破急風光帖

 

☆ 秋のbillet (4)

2016.11.01

* 「それにしても、わたしは、人知れず、無自覚に、poèteではあったのだったか」と前回、この紙片に書き付けて、そうしたら、その言葉がなにかの封印を解いてしまったというようであるのかもしれない。

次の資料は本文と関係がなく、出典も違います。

PR #4227, opened 2022-07-06
Automation refinements [MAILPOET-4465]

JanJakes:
Connecting pieces of automations together, some fixes, and refinements.

Subjects/Fields will need further care, see https://a8c.slack.com/archives/C0313447YBC/p1657101012947749.

[MAILPOET-4465]

[MAILPOET-4465]: https://mailpoet.atlassian.net/browse/MAILPOET-4465?atlOrigin=eyJpIjoiNWRkNTljNzYxNjVmNDY3MDlhMDU5Y2ZhYzA5YTRkZjUiLCJwIjoiZ2l0aHViLWNvbS1KU1cifQ

### DIFF
--- a/mailpoet/assets/js/src/automation/editor/components/workflow/step.tsx
+++ b/mailpoet/assets/js/src/automation/editor/components/workflow/step.tsx
@@ -12,7 +12,7 @@ function getIcon(step: StepType): JSX.Element | null {
     return <TriggerIcon />;
   }
 
-  if (step.key === 'core:wait') {
+  if (step.key === 'core:delay') {
     return <DelayIcon />;
   }
 
@@ -29,7 +29,7 @@ function getTitle(step: StepType): string {
     return 'Trigger';
   }
 
-  if (step.key === 'core:wait') {
+  if (step.key === 'core:delay') {
     return 'Delay';
   }
 
@@ -45,7 +45,7 @@ function getSubtitle(step: StepType): string {
   if (step.key === 'mailpoet:segment:subscribed') {
     return 'Subscribed to segment';
   }
-  if (step.key === 'core:wait') {
+  if (step.key === 'core:delay') {
     return `${step.args.seconds as number} seconds`;
   }
   if (step.key === 'mailpoet:send-welcome-email') {
--- a/mailpoet/assets/js/src/automation/editor/components/workflow/step.tsx
+++ b/mailpoet/assets/js/src/automation/editor/components/workflow/step.tsx
@@ -16,7 +16,7 @@ function getIcon(step: StepType): JSX.Element | null {
     return <DelayIcon />;
   }
 
-  if (step.key === 'mailpoet:send-welcome-email') {
+  if (step.key === 'mailpoet:send-email') {
     return <EmailIcon />;
   }
 
@@ -33,8 +33,8 @@ function getTitle(step: StepType): string {
     return 'Delay';
   }
 
-  if (step.key === 'mailpoet:send-welcome-email') {
-    return 'Send welcome email';
+  if (step.key === 'mailpoet:send-email') {
+    return 'Send email';
   }
 
   return '';
@@ -48,8 +48,8 @@ function getSubtitle(step: StepType): string {
   if (step.key === 'core:delay') {
     return `${step.args.seconds as number} seconds`;
   }
-  if (step.key === 'mailpoet:send-welcome-email') {
-    return `Email ID: ${step.args.welcomeEmailId as number}`;
+  if (step.key === 'mailpoet:send-email') {
+    return `Email ID: ${step.args.email_id as number}`;
   }
   return step.key;
 }
--- a/mailpoet/lib/AdminPages/Pages/AutomationEditor.php
+++ b/mailpoet/lib/AdminPages/Pages/AutomationEditor.php
@@ -37,7 +37,7 @@ class AutomationEditor {
     if (!$workflow) {
       $notice = new WPNotice(
         WPNotice::TYPE_ERROR,
-        __("Workflow not found.", 'mailpoet')
+        __('Workflow not found.', 'mailpoet')
       );
       $notice->displayWPNotice();
       $this->pageRenderer->displayPage('blank.html');
--- a/mailpoet/lib/AdminPages/Pages/AutomationEditor.php
+++ b/mailpoet/lib/AdminPages/Pages/AutomationEditor.php
@@ -8,6 +8,7 @@ use MailPoet\Automation\Engine\Storage\WorkflowStorage;
 use MailPoet\Automation\Engine\Workflows\Step;
 use MailPoet\Automation\Engine\Workflows\Workflow;
 use MailPoet\WP\Functions as WPFunctions;
+use MailPoet\WP\Notice as WPNotice;
 
 class AutomationEditor {
   /** @var WorkflowStorage */
@@ -33,8 +34,18 @@ class AutomationEditor {
     $id = isset($_GET['id']) ? (int)$_GET['id'] : null;
 
     $workflow = $id ? $this->workflowStorage->getWorkflow($id) : null;
+    if (!$workflow) {
+      $notice = new WPNotice(
+        WPNotice::TYPE_ERROR,
+        __("Workflow not found.", 'mailpoet')
+      );
+      $notice->displayWPNotice();
+      $this->pageRenderer->displayPage('blank.html');
+      return;
+    }
+
     $this->pageRenderer->displayPage('automation/editor.html', [
-      'workflow' => $workflow ? $this->buildWorkflow($workflow) : null,
+      'workflow' => $this->buildWorkflow($workflow),
       'sub_menu' => 'mailpoet-automation',
       'api' => [
         'root' => rtrim($this->wp->escUrlRaw($this->wp->restUrl()), '/'),
--- a/mailpoet/lib/Automation/Engine/Engine.php
+++ b/mailpoet/lib/Automation/Engine/Engine.php
@@ -14,6 +14,8 @@ use MailPoet\Automation\Engine\Storage\WorkflowStorage;
 use MailPoet\Automation\Integrations\Core\CoreIntegration;
 
 class Engine {
+  const CAPABILITY_MANAGE_AUTOMATIONS = 'mailpoet_manage_automations';
+
   /** @var API */
   private $api;
 
--- a/mailpoet/lib/Automation/Engine/Migrations/Migrator.php
+++ b/mailpoet/lib/Automation/Engine/Migrations/Migrator.php
@@ -14,11 +14,13 @@ class Migrator {
 
   public function __construct() {
     global $wpdb;
-    $this->prefix = $wpdb->prefix . 'mailpoet_automation_';
+    $this->prefix = $wpdb->prefix . 'mailpoet_';
     $this->wpdb = $wpdb;
   }
 
   public function createSchema(): void {
+    $this->removeOldSchema();
+
     $this->runQuery("
       CREATE TABLE {$this->prefix}workflows (
         id int(11) unsigned NOT NULL AUTO_INCREMENT,
@@ -48,6 +50,7 @@ class Migrator {
   }
 
   public function deleteSchema(): void {
+    $this->removeOldSchema();
     $this->runQuery("DROP TABLE IF EXISTS {$this->prefix}workflows");
     $this->runQuery("DROP TABLE IF EXISTS {$this->prefix}workflow_runs");
 
@@ -67,8 +70,14 @@ class Migrator {
   }
 
   public function hasSchema(): bool {
-    $pattern = $this->wpdb->esc_like($this->prefix) . '%';
+    $pattern = $this->wpdb->esc_like("{$this->prefix}workflows") . '%';
     return $this->runQuery("SHOW TABLES LIKE '$pattern'") > 0;
+  }
+
+  private function removeOldSchema(): void {
+    $oldPrefix = $this->wpdb->prefix . 'mailpoet_automation_';
+    $this->runQuery("DROP TABLE IF EXISTS {$oldPrefix}workflows");
+    $this->runQuery("DROP TABLE IF EXISTS {$oldPrefix}workflow_runs");
   }
 
   private function runQuery(string $query): int {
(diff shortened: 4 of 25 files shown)


mailpoet/lib/Automation/Engine/Migrations/Migrator.php
```diff
@@ -14,11 +14,13 @@ class Migrator {
 
   public function __construct() {
     global $wpdb;
-    $this->prefix = $wpdb->prefix . 'mailpoet_automation_';
+    $this->prefix = $wpdb->prefix . 'mailpoet_';
```
johnolek, line 17: I just now discovered that we're allowing users to override the main plugin prefix with a filter (see https://mailpoet.atlassian.net/browse/MAILPOET-3798 and https://github.com/mailpoet/mailpoet/blob/7c690dfa07503b0d628c9b3cb0025411ee572563/mailpoet/lib/Config/Env.php#L61-L61). 

Should we use the same potentially-filtered value here and anywhere else we're defining table names?

mailpoet/lib/Automation/Engine/Migrations/Migrator.php
```diff
@@ -14,11 +14,13 @@ class Migrator {
...
     $this->wpdb = $wpdb;
   }
 
   public function createSchema(): void {
+    $this->removeOldSchema();
```
johnolek, line 22: Will we want to remove this before we release MVP, or do we even need it at all since it should only affect people who have turned on the feature flag?

mailpoet/lib/Automation/Integrations/MailPoet/Actions/SendEmailAction.php
```diff
@@ -93,33 +94,26 @@ public function run(Workflow $workflow, WorkflowRun $workflowRun, Step $step): v
...
+  private function getEmailForStep(Step $step): NewsletterEntity {
+    $emailId = $step->getArgs()['email_id'] ?? null;
+    if (!$emailId) {
       throw InvalidStateException::create();
     }
-    $newsletter = $this->newslettersRepository->findOneById($welcomeEmailId);
-    if ($newsletter === null) {
-      throw InvalidStateException::create()->withMessage(sprintf("Welcome Email with ID '%s' not found.", $welcomeEmailId));
-    }
-    $type = $newsletter->getType();
```
johnolek, line 132: Just commenting to say that I'm really happy to see this code going away. I didn't feel very good about it when I wrote it.

mailpoet/lib/Automation/Engine/Engine.php
```diff
@@ -14,6 +14,8 @@
 use MailPoet\Automation\Integrations\Core\CoreIntegration;
 
 class Engine {
+  const CAPABILITY_MANAGE_AUTOMATIONS = 'mailpoet_manage_automations';
```
johnolek, line 17: I'm not saying I disagree with extracting this permission, but I'm not sure I understand the point, especially when we still reference `AccessControl::PERMISSION_MANAGE_AUTOMATIONS`. Could you please give me a brief explanation of why this is helpful?

I appreciate that you're using the more WordPress-specific "capability" instead of "permission" in the name. Might it be confusing to have our codebase use both "permission" and "capability" to refer to the same thing though?

mailpoet/lib/AdminPages/Pages/AutomationEditor.php
```diff
@@ -8,6 +8,7 @@
 use MailPoet\Automation\Engine\Workflows\Step;
 use MailPoet\Automation\Engine\Workflows\Workflow;
 use MailPoet\WP\Functions as WPFunctions;
+use MailPoet\WP\Notice as WPNotice;
```
johnolek, line 11: Looking through the codebase it seems like we're all over the place in terms of how we refer to `MailPoet\WP\Notice`. Sometimes we don't alias it, sometimes we call it `WPNotice`, and sometimes we just use the fully qualified name without an import.

Should using it as `WPNotice` be the standard? Maybe we could have a maintenance ticket for making all of the references to this (and `WPFunctions` or other `MailPoet\WP\` namespaced classes) consistent.

mailpoet/lib/AdminPages/Pages/AutomationEditor.php
```diff
@@ -33,8 +34,18 @@ public function render() {
     $id = isset($_GET['id']) ? (int)$_GET['id'] : null;
 
     $workflow = $id ? $this->workflowStorage->getWorkflow($id) : null;
+    if (!$workflow) {
+      $notice = new WPNotice(
+        WPNotice::TYPE_ERROR,
+        __("Workflow not found.", 'mailpoet')
```
johnolek: Could be single quotes

mailpoet/assets/js/src/automation/editor/components/workflow/step.tsx
```diff
@@ -12,7 +12,7 @@ function getIcon(step: StepType): JSX.Element | null {
     return <TriggerIcon />;
   }
 
-  if (step.key === 'core:wait') {
+  if (step.key === 'core:delay') {
```
johnolek, line 15: Maybe already in progress but this line in the premium plugin will need to be updated: https://github.com/mailpoet/mailpoet-premium/blob/d3fa0dbb04f5d232fdf8f7617bf731ed5eec9768/tests/unit/REST/Automation/Workflows/WorkflowsPostTest.php#L31-L31

mailpoet/lib/Automation/Integrations/MailPoet/Triggers/SegmentSubscribedTrigger.php
```diff
@@ -41,8 +41,18 @@ public function handleSubscription(SubscriberSegmentEntity $subscriberSegment):
...
+          'segment_id' => $segment->getId(),
+        ],
+      ],
+      [
+        'key' => SubscriberSubject::KEY,
+        'args' => [
+          'subscriber_id' => $subscriber->getId(),
+        ],
+      ],
     ]);
```
johnolek, line 56: Would it make sense to give the subjects unique keys here, allowing us to give them more meaningful descriptors and so we don't need to reference them by numeric index in actions? It could get kind of confusing because then we would have two kinds of subject keys.

mailpoet/lib/Automation/Engine/Workflows/WorkflowRun.php
```diff
@@ -87,6 +88,17 @@ public function getSubjects(string $key = null): array {
     return $this->subjects;
   }
 
+  public function requireSubject(string $key): Subject {
```
johnolek: I don't know that it's 100% obvious from the method name that this would throw an exception if there were 2 subjects with the provided key. Maybe it could be `requireSingleSubject`?

I still think it could be useful to have triggers use unique keys/names for their subjects, so if you need to have 2 subscriber subjects they would be differentiated by their unique keys, but maybe there's a problem with that approach I'm not thinking about.

I suppose it might be difficult to enforce the uniqueness of those keys, and if another trigger used the same key for a subject but used a different type of subject, it might look like an action would be compatible that actually isn't.

mailpoet/lib/Newsletter/Scheduler/AutomationEmailScheduler.php
```diff
@@ -0,0 +1,51 @@
+<?php declare(strict_types=1);
+
+namespace MailPoet\Newsletter\Scheduler;
```
johnolek, line 3: Could it make sense to include this under `MailPoet\Automation` to keep all the automation stuff together? Normally I wouldn't have even said anything, but the fully qualified name is so close to the existing `\MailPoet\Newsletter\Scheduler\AutomaticEmailScheduler` that I had to do a double take. It also seems like we've made an effort to keep most of the other automation functionality under that `MailPoet\Automation` namespace, including extracting that permission/capability.

mailpoet/lib/Newsletter/Scheduler/AutomationEmailScheduler.php
```diff
@@ -0,0 +1,51 @@
...
+
+  public function __construct(
+    EntityManager $entityManager,
+    WPFunctions $wp
+  ) {
+    $this->entityManager = $entityManager;
+    $this->wp = $wp;
+  }
+
+  public function createSendingTask(NewsletterEntity $email, SubscriberEntity $subscriber): ScheduledTaskEntity {
```
johnolek, line 31: Perhaps we should verify the `type` of the `$email` first to ensure someone like me doesn't accidentally try to use this service to schedule an `automatic` email instead of an `automation` email.

johnolek (changes requested):
These changes look really great overall. Thanks especially for rewriting my sendWelcomeEmail code!

I know that the conversation about multiple subjects is ongoing, and I've read the slack thread, so feel free to ignore my comments related to that, and I don't expect you to make any changes to that code in this PR.

There are some minor things I would like to see changed, and I had a few questions that I would really appreciate your feedback on. Please let me know if anything is unclear!

P.S. Thank you very much for being so well organized with your commits. You made it very easy to review this commit by commit, which is something I would like to do more of but is only really possible with commits like the ones you made in this PR.

mailpoet/lib/Automation/Engine/Migrations/Migrator.php
JanJakes: Great catch! That didn't occur to me at all.

This migrator class is temporary, for the current testing behind the feature flag, I guess. I've just created [a ticket](https://mailpoet.atlassian.net/browse/MAILPOET-4466) to implement production-ready migrations and added a note about this filter.

I've added a note about this filter also to a [ticket for WPDB wrapper](https://mailpoet.atlassian.net/browse/MAILPOET-4192).

mailpoet/lib/Automation/Engine/Migrations/Migrator.php
JanJakes: Yeah, definitely. In fact, [I think we'll replace the whole migrator](https://github.com/mailpoet/mailpoet/pull/4227#discussion_r915822314).

mailpoet/lib/Automation/Engine/Engine.php
JanJakes: > I'm not saying I disagree with extracting this permission, but I'm not sure I understand the point, especially when we still reference AccessControl::PERMISSION_MANAGE_AUTOMATIONS. Could you please give me a brief explanation of why this is helpful?

This is done to avoid referencing `AccessControl` from the automation code. The other way round should be OK.

> I appreciate that you're using the more WordPress-specific "capability" instead of "permission" in the name. Might it be confusing to have our codebase use both "permission" and "capability" to refer to the same thing though?

I think that's why I did `const PERMISSION_MANAGE_AUTOMATIONS = Engine::CAPABILITY_MANAGE_AUTOMATIONS;` inside the `AccessControl` class. That way it will be used consistently in the MP codebase, while automations will hold a better name.

Does that make sense or should I better change it?

mailpoet/lib/AdminPages/Pages/AutomationEditor.php
JanJakes: Good point, I actually just copy-pasted from the first place I encountered. I think we should just rename these classes and throw away the aliases (such as `Functions` to `WPFunctions`, for instance).

mailpoet/lib/AdminPages/Pages/AutomationEditor.php
JanJakes: 👍  I'm surprised code sniffer is fine with that. Fixed.

mailpoet/lib/Automation/Integrations/MailPoet/Triggers/SegmentSubscribedTrigger.php
JanJakes: I was thinking about creating a `SubjectBag`/`SubjectList`/... service to provide better access to this but still didn't really think through how having two subjects of the same type should be handled and what are all the implications. I guess at this stage such service can simply enforce max. one subject per key and we can solve this later. [As we discussed.](https://a8c.slack.com/archives/C0313447YBC/p1657101012947749)

mailpoet/lib/Automation/Engine/Workflows/WorkflowRun.php
JanJakes: Makes sense! As discussed, this will all probably change once again but for now I'm renaming it.

mailpoet/lib/Newsletter/Scheduler/AutomationEmailScheduler.php
JanJakes: I'm not sure, to me, it seems that this belongs to MailPoet "core", to the `Scheduler` namespace indeed. In `MailPoet\Automation\Integrations\MailPoet` we have only actions, triggers, subjects, and stuff like that.

The naming is not great but ultimately, "automation" should replace "automatic". It will take some time, of course. Maybe I'll just add the check as mentioned in https://github.com/mailpoet/mailpoet/pull/4227#discussion_r915163888?

mailpoet/lib/Newsletter/Scheduler/AutomationEmailScheduler.php
JanJakes: Fixed!

mailpoet/assets/js/src/automation/editor/components/workflow/step.tsx
JanJakes: Good catch! This is not verified in any way yet so the test passes. Fixing.

mailpoet/lib/Automation/Engine/Migrations/Migrator.php
johnolek: Sounds great!

mailpoet/lib/Automation/Engine/Engine.php
johnolek: I think this should be fine as-is. It's probably too late to fully change usages of `permission` to `capability` in the free plugin, especially the strings themselves since users are probably relying on those in production sites, but having `capability` in the automation codebase is nice.

I think I'm still getting used to the level of separation we're shooting for with the automation codebase and the plugins.

mailpoet/lib/Newsletter/Scheduler/AutomationEmailScheduler.php
johnolek: I agree that this does feel right to have in the core plugin, not sure what I was thinking last week.

mailpoet/lib/AdminPages/Pages/AutomationEditor.php
johnolek: That sounds like a great idea to me! Sounds like a good maintenance ticket. Should we create one?

johnolek (approved):
Thanks for the discussion and the changes. This looks good to me now!

veljkho (approved):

 そのとき、そうだ、奇妙なことに、わたしがこれまで書いてきもののほとんど(そうではないものもあるが)は、ポエジーであったのだ、と妙に納得した。なんだ。22歳の頃だったか、自分の詩は真正ではない、と見極めて断念し(一応、最後の詩は、『無心伽藍』でわたしが編集していた『地下演劇』に掲載したのだったが)、もっていた詩集何十冊も一挙に売り払ってしまったのだったが、なに、この年になって振り返ってみれば、結局、わたしはずっとポエジーを書いてきたのではないか、と。「人生においては、あきらめ、捨てたはずのものですら、生き続けるのですよね」と、昨日だったか、神保町のレストランでパリから来た出版社の社長二人(カップルだが)に語っていたりした。同じことは、数理についても言えて、大学の初年度に、早々に志していた物理学はあきらめたのだったが、それでも、おりにふれて、ルネ・トムや、イリヤ・プリゴジン、さらにはアラン・コンヌまでわかりもしないのに、読み続けてはきた。海外に飛ぶ飛行機のなかの読書は、物理数学系のものが多かったなあ、と今にして思う。あきらめ、捨てたはずのものですら、形を変えても、残り続け、生き続ける、そのように(わたしごときに大げさだが)「精神の時間」はある、と思ったりもする。
 しかし、今回、瀬戸内海へ行くのに、出がけにポケットに突っ込んだのは、まったく偶然なのだが、ペンローズの解説書1冊と、なぜか「西脇順三郎詩集」であったのはどうした風の吹き回しだだったか。どちらも古い本で、後者は、もう陽に焼けて古色蒼然。羽田に行く電車のなかでぱらぱらと眼を泳がせていた。そうしたら・・・・(続く)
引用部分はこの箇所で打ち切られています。